* **WORK ITEM**
Retype, word for word, only the lines from the one with "None needed - fixes" through the last line of the data below.
[EXERCISE INPUTS — start]
PR #1516, opened 2018-07-15
Dive media: fix stacking of thumbnails in profile plot

bstoeger:
9efb56e2d43161d952efb444d1f13d87bfdd45b5 added code to rearrange
pictures on drag'n'drop. To keep the correct repainting order (i.e.
later thumbnails are painted on top of previous thumbnails), the
z-value was set accordingly. In principle a sound idea, but it did
not work out, because on hoverEnter and hoverExit events, the z-values
were modified, thus restoring the wrong drawing order.

Instead, use the QGraphicsItem::packBefore() function. Experimentation
showed that this only works if stacking is done from the back
of the list.

- [x] Bug fix
- [ ] Functional change
- [ ] New feature
- [ ] Code cleanup
- [ ] Build system change
- [ ] Documentation change
- [ ] Language translation

This fixes a UI bug introduced in 9efb56e2d43161d952efb444d1f13d87bfdd45b5, which would lead to thumbnails drawn in the wrong order if they were rearranged by drag'n'drop and then magnified by hover-events.

### Changes made:

1) Use `QGraphicsItem::packBefore()` to control drawing order.

### Release note:

None needed - fixes a bug in current release-cycle.

### Documentation change:

None needed, as this is a bug fix.

### DIFF
--- a/profile-widget/profilewidget2.cpp
+++ b/profile-widget/profilewidget2.cpp
@@ -2103,17 +2103,21 @@ bool ProfileWidget2::PictureEntry::operator< (const PictureEntry &e) const
 
 // Calculate the y-coordinates of the thumbnails, which are supposed to be sorted by x-coordinate.
 // This will also change the order in which the thumbnails are painted, to avoid weird effects,
-// when items are added later to the scene. This is simply done by increasing the Z-value.
+// when items are added later to the scene. This is done using the QGraphicsItem::packBefore() function.
+// We can't use the z-value, because that will be modified on hoverEnter and hoverExit events.
 void ProfileWidget2::calculatePictureYPositions()
 {
-	double lastX = -1.0, lastY;
-	double z = 0.0;
-	for (PictureEntry &e: pictures) {
-		if (!e.thumbnail)
+	// Quit early if there are no items. The last loop in this function assumes that the vector is not empty.
+	if (pictures.empty())
+		return;
+
+	double lastX = -1.0, lastY = 0.0;
+	for (auto it = pictures.begin(); it != pictures.end(); ++it) {
+		if (!it->thumbnail)
 			continue;
 		// let's put the picture at the correct time, but at a fixed "depth" on the profile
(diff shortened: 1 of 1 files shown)


dirkhh (approved):
looks reasonable - I haven't tested it, though

profile-widget/profilewidget2.cpp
[EXERCISE INPUTS — finish]
* **RESPONSE TO THE TASK**
None needed - fixes a bug in current release-cycle.

### Documentation change:

None needed, as this is a bug fix.

### DIFF
--- a/profile-widget/profilewidget2.cpp
+++ b/profile-widget/profilewidget2.cpp
@@ -2103,17 +2103,21 @@ bool ProfileWidget2::PictureEntry::operator< (const PictureEntry &e) const
 
 // Calculate the y-coordinates of the thumbnails, which are supposed to be sorted by x-coordinate.
 // This will also change the order in which the thumbnails are painted, to avoid weird effects,
-// when items are added later to the scene. This is simply done by increasing the Z-value.
+// when items are added later to the scene. This is done using the QGraphicsItem::packBefore() function.
+// We can't use the z-value, because that will be modified on hoverEnter and hoverExit events.
 void ProfileWidget2::calculatePictureYPositions()
 {
-	double lastX = -1.0, lastY;
-	double z = 0.0;
-	for (PictureEntry &e: pictures) {
-		if (!e.thumbnail)
+	// Quit early if there are no items. The last loop in this function assumes that the vector is not empty.
+	if (pictures.empty())
+		return;
+
+	double lastX = -1.0, lastY = 0.0;
+	for (auto it = pictures.begin(); it != pictures.end(); ++it) {
+		if (!it->thumbnail)
 			continue;
 		// let's put the picture at the correct time, but at a fixed "depth" on the profile
(diff shortened: 1 of 1 files shown)


dirkhh (approved):
looks reasonable - I haven't tested it, though

profile-widget/profilewidget2.cpp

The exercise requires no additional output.